Music Review: Godflesh - "A World Lit Only By Fire"

Reviewing comeback albums is an absolute minefield. Do you criticise a band against their previous work relentlessly, or allow for the time that has passed and what that has wrought on them as people? The art they create will change, skills may grow rusty and the zeitgeist evolves around them.

It’s a difficult one to answer, even though the obvious response is to snort and claim that a discography should always be judged as a single continuum, despite the relative lengths of time that may elapse between releases. I think that’s an oversimplified view and the easy way out. But luckily for me, it is an approach that can be comfortably adopted with Godflesh’s first album for 13 years.

Because this is Godflesh being no-one but Godflesh. The tools and methods are the same, the end result is unmistakeably Broadrick and Green doing what they do. And what they do is punishing.

Previous Godflesh albums have been violent, but the violence was always that of a scalpel. Admittedly it was a huge, diabolical scalpel, wielded with tremendous force as well as precision. But the violence of “A World Lit Only By Fire” is that of a mailed fist. Four fingers and a thumb, clenched together inside a rotting iron gauntlet, driven home hard into soft tissue, organs and bone. A martial full stop, with no apologies or mercy.

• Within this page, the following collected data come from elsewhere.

Issue #234, opened 2026-08-28
HAL/OEP architecture cleanup


Pro7ech:
## Summary

This issue tracks a broader architectural cleanup around the HAL and OEP contract, with three equally important goals:

* **Clean up `poulpy-hal`** and restore it to a minimal, well-defined mathematical interface.
* **Reach 100% OEP parity-test coverage**.
* **Rename and reposition `default` implementations as `reference` implementations**.

This is intentionally a broad issue and will eventually be split into smaller, actionable ones.

## Motivation

`poulpy-hal` is progressively accumulating specialized and fused kernels. While these kernels may make sense for a particular backend, they often make much less sense for others.

As a result, the HAL is starting to lose its identity.

The intended separation should be much stricter:

* `poulpy-hal` defines the **minimal set of mathematical operations** required to express the schemes;
* generic crates such as `poulpy-core` and `poulpy-ckks` define **backend-agnostic scheme logic and reference compositions**;
* backends are responsible for **performance engineering**, including kernel fusion, specialized kernels, alternative layouts, and architecture-specific implementations.

Speedups should therefore not drive the API of `poulpy-hal` or the structure of generic crates.

If a backend benefits from replacing several HAL operations with one fused kernel, that optimization belongs in the backend. It should not require promoting that fused operation into the common HAL simply to make the optimization possible.

The generic layers should describe **what is computed**. The backend should decide **how it is computed efficiently**.

## 1. Clean up `poulpy-hal`

`poulpy-hal` should contain the smallest practical set of well-defined mathematical primitives necessary to fully describe the implementation of the supported schemes.

Specialized kernels that exist primarily for performance reasons should be removed from the HAL wherever they can instead be expressed as compositions of more fundamental operations.

The objective is not to prevent specialization. It is to put specialization at the correct layer.

A backend should be free to implement any OEP using:

* fused kernels;
* specialized kernels;
* different intermediate representations or layouts;
* architecture-specific algorithms;
* any other optimization appropriate for that backend.

None of those choices should unnecessarily leak into the generic HAL interface.

## 2. Move `default` to `reference`

Backend-agnostic crates above `poulpy-hal` already contain compositions under `./default`. These are used whenever an OEP is not overridden by the backend.

Calling them `default` understates their role.

They are effectively the **reference implementations** of the corresponding operations: portable compositions of the minimal HAL that define the expected behavior independently of any backend optimization.

[...]

PR #265, opened 2026-09-10
Jp/hal minimal api

Pro7ech:
## Summary

PR0 of the HAL/OEP cleanup (#234). Lays the foundations the later passes build on: window views on `VecZnx`/`VecZnxBig`, a `PrepareHint` on every prepared type, the shared value-model documentation, and removal of the dead api/OEP surface. Delegates become pure forwarding; every precondition is asserted in the backend kernel. No operation changes semantics. 

## Added

- Window views: `VecZnxShape { n_full, cols, coeff_offset, n, limb_offset, limb_step, size }`, `window_coeffs`, `window_limbs`, `from_shape`, `with_shape` on `VecZnx` and `VecZnxBig`; `is_dense`, `assert_dense`. Coefficient-wise ops (`zero`, `copy`, `add`, `sub`, `negate`, `big_from_small`) accept windows.
- `PrepareHint { Reuse, OneShot }` carried by `SvpPPol`, `VmpPMat`, `CnvPVecL`, `CnvPVecR` and taken by `bytes_of_*`, `*_alloc`, `take_*_scratch`, `from_data`.
- Module docs on `poulpy_hal::api` and `poulpy_hal::layouts`: value model, canonical form, limb rule, columns, three mutation classes, exactness classes, precondition policy, scratch rule.
- `test_suite::window` (window ops, outside-window untouched, ring ops reject windows) on all 16 backend types; `test_word_compat_prepare_hint_sizes`.
- `poulpy_cpu_ref::reference::vmp_select::assert_extractable`, called first by all six `vmp_extract_selected_rows` kernels.

## Changed

- **Breaking:** `Backend::bytes_of_{svp_ppol,vmp_pmat,cnv_pvec_left,cnv_pvec_right}` and the api-level `bytes_of_*`/`alloc`/`take_*_scratch` take a `PrepareHint`; `SvpPPol::shape()` returns `SvpPPolShape`.
- **Breaking:** ring ops and transforms (`rotate`, `automorphism`, `mul_xp_minus_one`, `switch_ring`, `dft`, `idft`, prepares, coefficient-input products) panic on a window view. The check lives in the kernels (cpu-ref reference kernels, avx2, avx512, arm, rayon), never in `poulpy-hal/src/delegates`.
- **Breaking:** `poulpy_hal::reference` moved to `poulpy_cpu_ref::reference::znx`; `poulpy-bin-fhe` keeps its two host kernels in `blind_rotation/host_znx.rs`.
- Flat accessors `raw`/`as_ptr` assert density; `at()` is window-aware.
- One-shot prepared operands (`glwe_mul_plain`, `glwe_mul_const`, linear-transformation unprepared rhs) allocate with `OneShot`; sizing and take use the same hint.

## Removed

- 30 unused api methods (coefficient shift/normalize variants, `add_const`, `add_scalar_into`, `sub_scalar`, `automorphism_rotate`, `split_ring`, `merge_rings`, `transpose`, `hadamard_product_scalar_znx`, `*_from_bytes` wrappers, `vec_znx_big_alloc_n`, `ModuleNew::new_with`) and the eight seeded `[u8; 32]` sampler twins. `Source`-based samplers stay until PR3.
- 19 `Hal*Impl` OEP methods behind them, including `HalModuleImpl::Config`/`new_with` and the dead `vec_znx_big_add_normal`.
- Their `hal_defaults` bodies and `hal_impl_*!` forwards, `reference/vec_znx/{merge_rings,split_ring}.rs`, `vec_znx_transpose`, `vec_znx_fill_normal_ref`, six uncalled `ntt4x30_cnv_*_lazy` kernels.

## Other

- Follow-ups per the spec: PR1 rename pass, PR2 window normalization and `_coeff` removal, PR3 samplers to `poulpy-core`, PR4 derived ops as OEP default bodies, PR5 per-op contracts, PR6 closure.

## Line changes by crate

| Crate | + | − | Purpose |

More than ever before, these songs are driven by Broadrick’s tortured riffs. They boom over the top of the other instrumentation, a detonation cracking overhead as you cower in the ruined monochrome slums. At times it actually threatens to swamp the mix - this being the greatest weakness of the album, in that the rhythm section is almost reduced to a drowned metronome in the background. It seems odd to say that of a Godflesh release, especially Green’s usual subterranean bass – here an echo in a nearby cave rather than the faultline-cracking explosions of previous releases.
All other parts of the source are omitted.